National Park Horrors: The Steamwalkers of Yellowstone

Welcome back to another installation of National Park Horrors. Today, we will be looking at Yellowstone National Park in Wyoming, the first national park in the history of the United States. Although this park has been around since the 1870s and longer than any other park in the country, the secrets of the park have long been closely held. It wasn’t until a recent Freedom of Information Act request that the truth behind the various hot springs and geysers of the park were revealed. According to the released documents, this could potentially be one of the biggest conspiracies of the last 100 years. So gather around and let us tell you of the steamwalkers of Yellowstone.

If you aren’t already aware, Yellowstone National Park resides over one of the largest calderas in the world, a crater from a volcanic explosion somewhere around 640,000 years ago. Due to the impressive amount of molten lava and magma lying deep beneath the park, there are hot springs, geysers, mudpots, and fumaroles, each pushing hot water to the surface in different ways.

As you might imagine, this produces an incredible amount of steam that can obscure your vision and even potentially scald your skin if you get to close. The perfect cover for something ancient and sinister.

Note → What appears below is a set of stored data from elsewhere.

PR #924, opened 2025-08-21
[WIP] Text Removal Stage

praateekmahajan:
## Usage

```python
```
## Checklist


ray-curator/ray_curator/stages/deduplication/removal.py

According to the reports we have reviewed, the first mention of these steamwalkers comes from members of the Shoshone tribe that called Yellowstone their home. The stories were passed down generation to generation and relayed to settlers there. “They swept into our camp like birds of prey, covering us and the entire valley in fog. When the steam lifted, several of our party had vanished, never to be seen again. Only once did we find evidence of remains, months later, bubbling in the mud.”

When white settlers heard these stories, they didn’t believe the indigenous tribes, thinking they were just trying to scare them off. It wasn’t until a general by the name of Winston Clatter took a group of his men to the Middle Geyser Basin that they experienced the horror first-hand.

Here is an excerpt from his journal, dated July 2nd, 1888.

The steam came for us the way the natives described. We had set up camp beyond the Orange Lake and were in the process of skinning a buffalo when the steam rolled in. It wasn’t long before our fires were out and men began to scream out in agony. I knew I should go out and try to help them, but instead I cowered in my tent. Our group of 40 men was reduced to 10 in a matter of minutes. I can still hear the agony in their screams when I close my eyes at night.

Now, some 130 years later, the reports have died down, but many believe the steamwalkers are still out there. It’s possible that the released report is still redacting key information, with millions of visitors to the park each year, someone must have seen them. Although, it’s possible that due to the volume of potential victims, those who are taken no longer stand out.

The last report in the documents was from just a few years ago. We’ll leave you with the haunting entry.

I was walking with my husband near the Mud Volcano when a huge plume of steam erupted from its maw, leaving us in a void of white. I held onto his hand as best I could and looked into the fog, searching for his face. Staring back at me was a pile of slack skin, pulled thin across a jagged skull. Next thing I knew he was gone. I never saw him again.